Updating the Vector Store

As new documents become available or existing documents are updated, we need a way to update our vector store without recreating it entirely. Here’s a method to accomplish this:

def update_vector_store(self):
    print("Updating vector store...")
    new_documents = self.load_documents()
    text_splitter = RecursiveCharacterTextSplitter(chunk_size=1000, chunk_overlap=200)
    texts = text_splitter.split_documents(new_documents)
    self.vector_store.add_documents(texts)
    self.vector_store.save_local(self.db_path)
    print("Vector store updated and saved.")

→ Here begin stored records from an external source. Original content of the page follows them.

PR #287, opened 2019-03-07
PMM-3595 Add MySQL username and password.

AlekSi:


api/inventory/agents.proto
```diff
@@ -154,6 +154,20 @@ message QANMySQLPerfSchemaAgent {
   string pmm_agent_id = 2;
   // Service identifier.
   string service_id = 3;
+  // MySQL username.
```
DexterHD:
```suggestion
  // MySQL username for scraping metrics.
```

api/inventory/agents.proto
```diff
@@ -154,6 +154,20 @@ message QANMySQLPerfSchemaAgent {
...
+  string username = 4;
+  // MySQL password.
```
DexterHD:
```suggestion
  // MySQL password for scraping metrics.
```

api/inventory/agents.proto
```diff
@@ -379,6 +393,14 @@ message AddQANMySQLPerfSchemaAgentRequest {
       string_not_empty: true
     }
   ];
+  // MySQL username.
```
DexterHD:
```suggestion
  // MySQL username for scraping metrics.
```

api/inventory/agents.proto
```diff
@@ -379,6 +393,14 @@ message AddQANMySQLPerfSchemaAgentRequest {
...
+  string username = 4 [
+    (validator.field) = {
+      string_not_empty: true
+    }
+  ];
+  // MySQL password.
```
DexterHD:
```suggestion
  // MySQL password for scraping metrics.
```

api/inventory/agents.proto
AlekSi: But it's not for scraping metrics! 😆

JNKPercona:
http://docs-test.cd.percona.com/PR-287/

api/inventory/agents.proto
DexterHD: Ok, so for what?? 😕

JNKPercona:
http://docs-test.cd.percona.com/PR-287/

api/inventory/agents.proto
AlekSi: We want to keep using the word "metrics" only for Prometheus metrics. QAN is about performance data / query statistics / performance events… Terminology is a bit in flux. But not "metrics".

AlekSi: Oh, and "scraping" is very Prometheus-specific.

DexterHD: It's confusing because all these things called "agents" ... We have an `agent` to all life situations 😄

AlekSi: > An **Agent** represents something that runs on the Node which is not useful itself but instead provides insights (metrics, query performance data, etc) about Nodes and/or Services.

DexterHD: Yep, I'm saying about this. It's a big and blurred abstraction I guess. I mean agent doesn't have a single responsibility. You can say that agents responsibility is `provide insights`, but it also very abstract and in fact, it can be different things with different business logic and meaning. So there is a reason I a little bit confusing sometimes.

PR #290, opened 2019-03-12
PMM-3618 update docs with pmm-server:1 tag instead of latest

fiowro:


JNKPercona:
http://docs-test.cd.percona.com/PR-290/

PR #295, opened 2019-03-15
PMM-3576 Sparklines+column selection

askomorokhov:
PMM-3576 Sparklines+column selection


rnovikovP:
Is this only for sparklines?  Looks like this is "Profile" endpoint API 
@askomorokhov  ?

JNKPercona:
http://docs-test.cd.percona.com/PR-295/

api/qanpb/profile.proto
```diff
@@ -39,32 +40,37 @@ message ReportMapFieldEntry {
...
-message Stats {
-  float num_queries = 1;
-  float m_query_time_sum = 2;
-  float m_query_time_min = 3;
-  float m_query_time_max = 4;
-  float m_query_time_p99 = 5;
+// Metric cell.
+message Metric {
+  Stat stats = 1;
+}
```
AlekSi: Do we really need that type with a single field? Will it grow?

api/qanpb/profile.proto
```diff
@@ -39,32 +40,37 @@ message ReportMapFieldEntry {
...
+  float sum = 3;
+  float min = 4;
+  float max = 5;
+  float p99 = 6;
+}
+
+// Point is a values of all selected metrics for one point of sparkline.
+// points: x -> timestamp or point, y -> values of any metric.
+message Point {
+  map<string, float> values = 1;
```
AlekSi: Why not two separate float fields?

api/qanpb/profile.proto
askomorokhov: Yes, it will grow up with generic metrics like QPC, percent of total, etc.

api/qanpb/profile.proto
askomorokhov: it is not two separated fields. it will looks like:
```json
 "values": {
            "m_lock_time_sum": 0.00818,
            "m_query_load": 0.002203,
            "m_query_time_avg": 5.6115473e-06,
            "m_query_time_sum": 0.13218,
            "num_queries_sum": 23555,
            ...
            "point": 59,
            "time_frame": 60,
            "timestamp": 1546300800
          }
```

AlekSi: Well, then comment is confusing. It probably should say "key" and "value" instead of "x" and "y".

JNKPercona:
http://docs-test.cd.percona.com/PR-295/

api/qanpb/profile.proto
askomorokhov: Improved comment. But not sure how this helps. Almost avery key can represent values for y coordinate.

PR #308, opened 2019-03-22
PMM-3575 Filters.

askomorokhov:
https://jira.percona.com/browse/PMM-3575


api/qanpb/filters.proto
```diff
@@ -0,0 +1,41 @@
...
+}
+
+// FiltersReply is map of labels for given period by key.
+message FiltersReply {
+  map<string, ListLabels> labels = 1;
+}
+
+// ListLabels is list of label values.
+message ListLabels {
+  repeated NameAndCount values = 1;
```
AlekSi: Can it contain duplicate names? If not, can it be map too?

api/qanpb/filters.proto
```diff
@@ -0,0 +1,41 @@
...
+    option (google.api.http) = {
+      post: "/v1/qan/GetFilters"
+      body: "*"
+    };
+  }
+}
+
+// FiltersRequest contains period for which we need filters.
+message FiltersRequest {
+  google.protobuf.Timestamp from = 1;
```
AlekSi: Can those values be empty? If not, can we add validators?

JNKPercona:
http://docs-test.cd.percona.com/PR-308/

api/qanpb/filters.proto
askomorokhov: No, it cannot contains duplicates. But I do not see much benefits in smaller response versus more complex code: 5 additional loops into Go code to convert data from DB rows and on UI need an additional workaround to iterate over the map (https://github.com/angular/angular/issues/2246)

api/qanpb/filters.proto
askomorokhov: A good point. Added validation in qan-api2 https://github.com/percona/qan-api2/blob/ce300d1f12e4c7f3ea07c26699ac34a9d205baf1/services/analytics/filters.go#L30

JNKPercona:
http://docs-test.cd.percona.com/PR-308/

JNKPercona:
http://docs-test.cd.percona.com/PR-308/

api/qanpb/filters.proto
AlekSi: Then we need to document the fact that duplicates are not possible.

api/qanpb/filters.proto
```diff
@@ -0,0 +1,41 @@
...
+
+option go_package = "qanpb";
+
+import "google/api/annotations.proto";
+import "google/protobuf/timestamp.proto";
+
+// Filters serves list of names of metrics.
+service Filters {
+  // GetFilters gets map of metrics names.
+  rpc GetFilters(FiltersRequest) returns (FiltersReply) {
```
AlekSi: Method `XXX` should use `XXXRequest` and `XXXResponse`.
I propose to call method `Get` (`Filters` is already present in service name) and use URL `/v1/qan/Filters/Get`. That matches other APIs.

api/qanpb/filters.proto
```diff
@@ -0,0 +1,41 @@
...
+
+// FiltersRequest contains period for which we need filters.
+message FiltersRequest {
+  google.protobuf.Timestamp period_start_from = 1;
+  google.protobuf.Timestamp period_start_to = 2;
+}
+
+// FiltersReply is map of labels for given period by key.
+message FiltersReply {
+  map<string, ListLabels> labels = 1;
```
AlekSi: What is key there? It should be documented.

api/qanpb/filters.proto
```diff
@@ -0,0 +1,41 @@
...
+}
+
+// ListLabels is list of label values.
+message ListLabels {
+  repeated NameAndCount values = 1;
+}
+
+// NameAndCount is label values and how many times this value occur.
+message NameAndCount {
```
AlekSi: But it doesn't contain name, isn't it? Then why it is called *Name* and Count?

JNKPercona:
http://docs-test.cd.percona.com/PR-308/

JNKPercona:
http://docs-test.cd.percona.com/PR-308/

PR #311, opened 2019-03-27
PMM-3191 Metadata constants.

DexterHD:


JNKPercona:
http://docs-test.cd.percona.com/PR-311/

api/agentpb/agent.go
```diff
@@ -72,3 +80,21 @@ func GetAgentConnectMetadata(ctx context.Context) AgentConnectMetadata {
 	}
 	return res
 }
+
+// AddAgentServerMetadata adds metadata to pmm-managed's Connect RPC call.
+// Used by pmm-managed.
+func AddAgentServerMetadata(ctx context.Context, md *AgentServerMetadata) context.Context {
+	return metadata.AppendToOutgoingContext(ctx, mdNodeID, md.RunsOnNodeID, mdServerVersion, md.PmmManagedVersion)
```
AlekSi: `AppendToOutgoingContext` works only on client side. See https://github.com/grpc/grpc-go/blob/master/Documentation/grpc-metadata.md#streaming-call-2

DexterHD:
> Can we also do the next step and add `struct` and methods like the one below?

@AlekSi Fixed

api/agentpb/agent.go
```diff
@@ -72,3 +80,21 @@ func GetAgentConnectMetadata(ctx context.Context) AgentConnectMetadata {
...
+}
+
+// GetAgentServerMetadata returns pmm-managed's metadata.
+// Used by pmm-agent.
+func GetAgentServerMetadata(ctx context.Context) AgentServerMetadata {
+	var res AgentServerMetadata
+	md, ok := metadata.FromIncomingContext(ctx)
```
AlekSi: `FromIncomingContext` works only on server side. See https://github.com/grpc/grpc-go/blob/master/Documentation/grpc-metadata.md#streaming-call

api/agentpb/agent.go
```diff
@@ -37,8 +37,10 @@ func (*SetStateRequest_AgentProcess) agentParams() {}
 func (*SetStateRequest_BuiltinAgent) agentParams() {}
 
 const (
-	mdID      = "pmm-agent-id"
-	mdVersion = "pmm-agent-version"
+	mdID            = "pmm-agent-id"
+	mdVersion       = "pmm-agent-version"
+	mdNodeID        = "pmm-agent-node-id"
+	mdServerVersion = "pmm-managed-version"
```
AlekSi: I think we should do two things there:
1. We care about PMM Server version, not each individual component's version (they are the same). So let's use `pmm-server-version` for key.
2. Let's sync constant names with keys. For example, rename `mdID` to `mdAgentID`.

api/agentpb/agent.go
```diff
@@ -47,6 +49,12 @@ type AgentConnectMetadata struct {
 	Version string
 }
 
+// AgentServerMetadata represents metadata sent by pmm-managed to pmm-agent.
+type AgentServerMetadata struct {
+	RunsOnNodeID      string
+	PmmManagedVersion string
```
AlekSi: ServerVersion

api/agentpb/agent.go
```diff
@@ -47,6 +49,12 @@ type AgentConnectMetadata struct {
 	Version string
 }
 
+// AgentServerMetadata represents metadata sent by pmm-managed to pmm-agent.
+type AgentServerMetadata struct {
+	RunsOnNodeID      string
```
AlekSi: Maybe `AgentRunsOnNodeID`? To make it clear that is Agent's Node, not PMM Server's Node.

JNKPercona:
http://docs-test.cd.percona.com/PR-311/

JNKPercona:
http://docs-test.cd.percona.com/PR-311/

api/agentpb/agent.go
DexterHD: 1) How can I get `pmm-server-version`? PMM Server is a "Software System" which consists of `pmm-managed, Prometheus, Grafana, nginx, qan-api2, and qan-app` according to our architecture. There is no info about PMM Server version in `pmm-managed` basically. There is only info about `PMMVersion` and `pmm-managed` version.
2) Ok, I'll fix it. But I think this type of review suggestions have no sense as a conversation about where to add new private methods (after public one or before). At least at this moment. I mean we spend 2 times the longer time for code review than for implement something. If we all will doing code review with the same principle, it stops our development at all.

AlekSi: >they are the same
PMM Server Version == PMM Version == pmm-managed version

2. Sure. But that PR was rejected not because of this, but due to incorrect working with metadata.

api/agentpb/agent.go
```diff
@@ -81,10 +81,13 @@ func GetAgentConnectMetadata(ctx context.Context) AgentConnectMetadata {
 	return res
 }
 
-// AddAgentServerMetadata adds metadata to pmm-managed's Connect RPC call.
+// AddAgentServerMetadata adds metadata to pmm-managed's Connect RPC call and returns it for sending.
```
AlekSi: It doesn't _adds_ anything. Either comment and method name should be updated, or it should become `SendAddAgentServerMetadata` and actually send it. I think the latter variant is better – that way caller doesn't have to think about headers vs trailers distinction.

DexterHD:
@AlekSi Fixed

api/agentpb/agent.go
```diff
@@ -67,8 +78,36 @@ func GetAgentConnectMetadata(ctx context.Context) AgentConnectMetadata {
...
+	return nil
+}
+
+// GetAgentServerMetadata receives metadata from pmm-managed.
+// Used by pmm-agent.
+func GetAgentServerMetadata(stream grpc.ClientStream) (AgentServerMetadata, error) {
+	var res AgentServerMetadata
+	md, err := stream.Header()
+	if err != nil {
+		return res, err
```
AlekSi: Note that we return original error there, not `status.Errorf(…)`.

api/agentpb/agent.go
```diff
@@ -67,8 +78,36 @@ func GetAgentConnectMetadata(ctx context.Context) AgentConnectMetadata {
...
+	if err := stream.SendHeader(header); err != nil {
+		return status.Errorf(codes.Internal, "Can't send server metadata to client.")
+	}
+
+	return nil
+}
+
+// GetAgentServerMetadata receives metadata from pmm-managed.
+// Used by pmm-agent.
+func GetAgentServerMetadata(stream grpc.ClientStream) (AgentServerMetadata, error) {
```
AlekSi: Existing code in this package accepts and returns structs by pointer.

JNKPercona:
http://docs-test.cd.percona.com/PR-311/

JNKPercona:
http://docs-test.cd.percona.com/PR-311/

DexterHD:
@AlekSi Can I fix all those inconsistent things and in `PMM-2.0` branch?

AlekSi:
There is no need :)

DexterHD:
@AlekSi We are in agreement that it sometimes doesn't important, but I should fix that, as beautiful code matters for me too. https://github.com/percona/pmm/pull/312 So ¯\_(ツ)_/¯

PR #327, opened 2019-04-11
PMM-3715 Hot reload API.

DexterHD:


JNKPercona:
http://docs-test.cd.percona.com/PR-327/

api/agentlocalpb/agentlocal.proto
```diff
@@ -57,6 +57,12 @@ message StatusResponse {
   repeated AgentInfo agents_info = 4;
 }
 
+// RestartRequest describes request to restart pmm-agent.
```
AlekSi: Let's call it reload. We do not actually restart pmm-agent process. Emphasis should be on configuration reloading.

JNKPercona:
http://docs-test.cd.percona.com/PR-327/

PR #2642, opened 2023-11-24
PMM-12422 use public IP for exporters in pull mode

idoqo:
PMM-12422

Due to issues with getting metrics when using the node IP, this exposes exporters running in pull mode on the public IP address.

### DIFF
--- a/managed/services/agents/agents.go
+++ b/managed/services/agents/agents.go
@@ -147,9 +147,11 @@ func getExporterListenAddress(node *models.Node, exporter *models.Agent) string 
 	switch {
 	case exporter.ExposeExporter:
 		return "0.0.0.0"
-	case !exporter.PushMetrics && node != nil:
+	case exporter.PushMetrics:
+		return "127.0.0.1"
+	case node != nil:
 		return node.Address
 	default:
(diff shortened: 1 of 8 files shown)


BupycHuk (approved):

managed/services/agents/agents.go
```diff
@@ -145,11 +145,11 @@ func ensureAuthParams(exporter *models.Agent, params *agentpb.SetStateRequest_Ag
...
 func getExporterListenAddress(node *models.Node, exporter *models.Agent) string {
 	switch {
-	case !exporter.PushMetrics && node != nil:
-		return node.Address
 	case exporter.ExposeExporter:
 		return "0.0.0.0"
-	default:
+	case exporter.PushMetrics:
 		return "127.0.0.1"
+	default:
```
ademidoff, line 152: It seems like this makes the first case redundant.

ademidoff (approved):

managed/services/agents/agents.go
idoqo: Yeah true - I wanted to keep the case where exposeExporter is enabled at the top so it overrides anything else.

PR #2667, opened 2023-12-04
PMM-7 cleanup docker-compose.yml for v3

ademidoff:
PMM-7

This PR removes a few lines related to DBAAS, which are now redundant and which may have sneaked in during the last conflict resolution. It also contains a couple of other fixes.


BupycHuk:
that was done for HA purpose and pmm-managed is supposed to start it. I would investigate that.

BupycHuk (approved):

PR #2701, opened 2023-12-15
PMM-12712 Shards collector.

JiriCtvrtka:
PMM-12712

https://github.com/Percona-Lab/pmm-submodules/pull/3485

https://github.com/percona/mongodb_exporter/pull/762


BupycHuk (approved):

idoqo (approved):

managed/services/agents/mongodb.go
```diff
@@ -252,6 +257,11 @@ func defaultCollectors(collectAll bool) map[string]collectorArgs {
 			enabled:     collectAll,
 			enableParam: "--collector.topmetrics",
 		},
+		// disabled until we have better information on the resources usage impact
```
artemgavrilov, line 260: Is this comment correct? Why we are saying that it's disables when it's configured by `collectAll` parameter in this func?

artemgavrilov (approved):

managed/services/agents/mongodb.go
JiriCtvrtka: collectAll is by default disabled, but yeah since it is parameter in func it is not fully true. This occurs on more places. Removed from all places where you can pass this as a param.

managed/services/agents/mongodb.go
```diff
@@ -187,6 +187,11 @@ func v225Args(exporter *models.Agent, tdp *models.DelimiterPair, listenAddress s
 			enabled:     false,
 			enableParam: "--collector.topmetrics",
 		},
+		// disabled until we have better information on the resources usage impact
+		"shards": {
+			enabled:     false,
+			enableParam: "--collector.shards",
+		},
```
BupycHuk, line 194: we don't have it in old versions, so let's drop it

managed/services/agents/mongodb.go
```diff
@@ -232,26 +237,26 @@ func defaultCollectors(collectAll bool) map[string]collectorArgs {
...
 		},
-		// disabled until we have better information on the resources usage impact
 		"topmetrics": {
 			enabled:     collectAll,
 			enableParam: "--collector.topmetrics",
 		},
+		"shards": {
+			enabled:     collectAll,
+			enableParam: "--collector.shards",
+		},
```
BupycHuk, line 259: we need to add check for version 2.41.1 to support this flag

managed/services/agents/mongodb.go
JiriCtvrtka: Removed.

managed/services/agents/mongodb.go
JiriCtvrtka: Added check for 2.41.1

managed/services/agents/mongodb_test.go
```diff
@@ -231,6 +231,161 @@ func TestMongodbExporterConfig226(t *testing.T) {
 	})
 }
 
+func TestMongodbExporterConfig2411(t *testing.T) {
+	pmmAgentVersion := version.MustParse("2.41.1")
```
BupycHuk, line 235: our dev-latest and Feature builds usually have version which looks like `2.41.1-HEAD-fasdjf`, please make sure that it works for that too, otherwise the feature will not pass QA.

JiriCtvrtka: Fixed and added short test which checking this.

BupycHuk (approved):

PR #2706, opened 2023-12-18
PMM-7 fix devcontainer build

ademidoff:
PMM-7

Now that `3-dev-latest` is rootless, we need root to build the devcontainer.

We are also temporarily disabling the PMM Server upgrade test.


artemgavrilov (approved):

BupycHuk (approved):
should we change user back to pmm once we installed all tools?

ademidoff:
> should we change user back to pmm once we installed all tools?

I'm not sure to be honest. `pmm` user is too restrictive and we sometimes need to do things that would lack permissions, like install a binary. I believe we need a bit more time to understand what the user should be in the devcontainer.

PR #2707, opened 2023-12-18
Fix migrations order

artemgavrilov:
PMM-0

- [ ] API Docs updated


ademidoff (approved):

managed/models/database.go
```diff
@@ -949,17 +949,17 @@ var databaseSchema = [][]string{
...
 		`DROP TABLE IF EXISTS ia_channels`,
 		`DROP TABLE IF EXISTS ia_rules`,
 		`ALTER TABLE ia_templates RENAME TO alert_rule_templates`,
 		`UPDATE settings SET settings = settings #- '{alerting, email_settings}';`,
 		`UPDATE settings SET settings = settings #- '{alerting, slack_settings}';`,
 	},
-	88: {
+	90: {
 		`UPDATE settings SET settings = settings - 'alert_manager_url'`,
 	},
```
BupycHuk, line 964: it was done on purpose to have some room for newer items that might appear in PMM 2.x to not have conflicts

artemgavrilov: Due merging PR's in `v3` branch we got broken order `87, 100, 101, 88`. But we will have conficts with `v2` anyway, because it's same lines, it doesn't matter what number specified there, no?

BupycHuk: I meant conflicts in runtime. when users in DB will have higher number of schema_migration then we have in the first migration of PMM 3 and it will be skipped. And also each time we create new migration in PMM 2 we will have to update all these values.

managed/models/database.go
```diff
@@ -949,17 +949,17 @@ var databaseSchema = [][]string{
 			PRIMARY KEY (dump_id, chunk_id)
 		)`,
 	},
-	100: {
+	88: {
```
artemgavrilov, line 952:
```suggestion
	100: {
```

managed/models/database.go
```diff
@@ -949,17 +949,17 @@ var databaseSchema = [][]string{
...
 		`DROP TABLE kubernetes_clusters`,
 	},
-	101: {
+	89: {
```
artemgavrilov, line 955:
```suggestion
	101: {
```

managed/models/database.go
```diff
@@ -949,17 +949,17 @@ var databaseSchema = [][]string{
...
 		`DROP TABLE IF EXISTS ia_channels`,
 		`DROP TABLE IF EXISTS ia_rules`,
 		`ALTER TABLE ia_templates RENAME TO alert_rule_templates`,
 		`UPDATE settings SET settings = settings #- '{alerting, email_settings}';`,
 		`UPDATE settings SET settings = settings #- '{alerting, slack_settings}';`,
 	},
-	88: {
+	90: {
```
artemgavrilov, line 962:
```suggestion
	102: {
```

managed/models/database.go
artemgavrilov: Ok, changed back to 1xx

BupycHuk (approved):

PR #2717, opened 2023-12-20
PMM-7 Lint fix.

JiriCtvrtka:


managed/utils/interceptors/interceptors.go
```diff
@@ -75,8 +76,7 @@ func logRequest(l *logrus.Entry, prefix string, f func() error) (err error) {
 		}
 	}()
 
-	err = f()
-	return //nolint:nakedret
+	return f()
```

This method loads new documents, splits them into texts, and adds them to the existing vector store. It then saves the updated store for future use.

Putting It All Together

Let’s update our main function and change it so that it ties all these components together:

def main():
    data_dir = "data"    
    openai_api_key = config.OPENAI_API_KEY
    db_path = "faiss_index"    
    mcq_generator = PDFMultipleChoiceGenerator(data_dir, openai_api_key, db_path)
    print("Multiple Choice Question Generator")
    print("Type 'generate' to create questions, 'update' to refresh the vector store, or 'quit' to exit.")
    while True:
        user_input = input("\nEnter command (generate/update/quit): ").lower()
        if user_input == 'quit':
            break        elif user_input == 'update':
            mcq_generator.update_vector_store()
        elif user_input == 'generate':
            questions = mcq_generator.generate_questions()
            print("\nGenerated Multiple Choice Questions:")
            print(questions)
        else:
            print("Invalid command. Please enter 'generate', 'update', or 'quit'.")
    print("Thank you for using the Multiple Choice Question Generator!")
if __name__ == "__main__":
    main()

And what does that yield?

Conclusion

By leveraging the power of LangChain and OpenAI’s language models, we’ve created a robust system that can ingest PDF documents, understand their content, and generate relevant questions based on that content. This system has numerous potential applications, from creating study materials for students to assisting teachers in exam preparation.